As Judicial Watch notes in its April 2nd, 2015 press release the Dar al-Hijrah mosque posted a series of web links on its page, including to the Muslim Brotherhood’s main website Ikhwanweb.org. The website also linked to Al-Islah, the Muslim Brotherhood political party of Somalia, and multiple high profile Muslim Brotherhood leaders, including Tariq Ramadan, Yusuf Al Qaradawi and Tariq Suwaidan, as well as to known U.S. and U.K Brotherhood fronts, including the Council on American Islamic Relations (CAIR), The Islamic Society of North America (ISNA), The Islamic Circle of North America (ICNA), the Muslim American Society (MAS), and the Muslim Association of Britain (MAB). These links were present on the website from at least April 7th, 2007 to May 17th, 2014. During the same period Adam was listed as the Mosque’s Director, under the mosque’s “Biography” page.

Judicial Watch is currently engaged in a Freedom of Information Act Lawsuit against the Department of Justice in an attempt to acquire information regarding the investigation in the explosion.

In addition to his association with a mosque which openly directed web visitors to the Muslim Brotherhood, Sheikh Abdisalam Adam was also a director of ARAHA, the American Relief Agency for Horn of Africa.  ARAHA partners with charities including the Zakat Foundation, the charity Baitulmaal (not to be confused with Baitumal Inc, a financial services company which engaged in support for Al Qaeda and Hamas), and Life for Relief and Development (LRD).

Interestingly, these organizations not only cooperate but have had interlocking leadership. ARAHA’s executive Director Mohammed Idris was also Vice Chairman of LRD from 2006-2014 while also serving as head of ARAHA, and the head of Baitulmaal, Abdallah Boumediene was a board member of LRD from June 2012, until at least December 2014, when he served as CEO.

LRD was raided by the FBI in 2006, and in part agents were looking for ties between LRD and Iraq’s Muslim Brotherhood party known as the Iraqi Islamic Party. Another target in the same raid was Muthanna Al-Hanooti, a LRD employee, formerly executive director of CAIR-MI and the son of the late Muslim Brotherhood leader Sheikh Mohammed Al-Hanooti.  The younger Al-Hanooti was alleged to have been working as an agent of influence for Saddam Hussein’s regime, and was eventually sentenced to 1 year in prison for violating sanctions law. Ironically current CAIR-MI executive director Dawud Walid would later join LRD as a board member.

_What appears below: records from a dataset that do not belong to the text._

PR #9566, opened 2020-07-15
Add ability to seek replays/auto with arrow keys

### LINKED ISSUE #9479: Seek with arrow keys during replay/auto
**Describe the new feature:** It would be nice if you could move in a replay with arrow keys for an amount of time, maybe 3/5 seconds (could be chosen by the user in the settings maybe).

Joehuu:
Fixes https://github.com/ppy/osu/issues/9479. Was too hidden before, so reintroducing the ability.


peppy:
Would be great to have a test for this (I think this is important because there's a high chance of it regressing if we add other elements which handle the arrow keys in the future).

Should be simple to add to `TestSceneAutoplay`.

peppy:
Your tests were relying on unsafe conditions (until step on something which may eventually become true). Changed to be based on time and not use until.

peppy (approved):

PR #9570, opened 2020-07-15
Fix catch hiding entire streams instead of contained fruits

### LINKED ISSUE #8354: osu!catch hidden is not same as osu!stable
**Describe the bug:** 
for some reason it seems that fruit/note become hidden instantly when first fruit/note of same colorcombo(i dont know mapping term) or when it sliders it turn all to hidden

https://youtu.be/ydNr6IdCKtU issue is really viable at 0:25 in osu!stable you can see stack fruit while osu!lazer is already completely gone

**osu!lazer version:** 
2020.317.0.0

**Logs:**
[logs.zip](https://github.com/ppy/osu/files/4352688/logs.zip)

smoogipoo:
Fixes https://github.com/ppy/osu/issues/8354


peppy (approved):
Seems logical.

Issue #7155, opened 2019-12-11
Improve incompatible mods logic


peppy:
- There should be a central method for checking and removing incompatible mods.
- A mod should be able to list itself as incompatible but still be selectable. Consider a case where you have `abstract ModTimeAdjust` and want to make it incompatible with all other `ModTimeAdjust` inheritors. Or maybe even `IApplicableToX`.
- Look into whether we can list incompatible pairs, rather than requiring it to be specified in two different places (prone to error).

huoyaoyuan:
I thought about this several days ago.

Adam’s association with groups who themselves are tied to the Muslim Brotherhood certainly raises eyebrows, particularly as he attempts to intervene on behalf of terror suspects. Releasing such suspects on bail would never have been a good idea. But releasing them into the custody of “community leaders” who link themselves with the Muslim Brotherhood, is even more dangerous.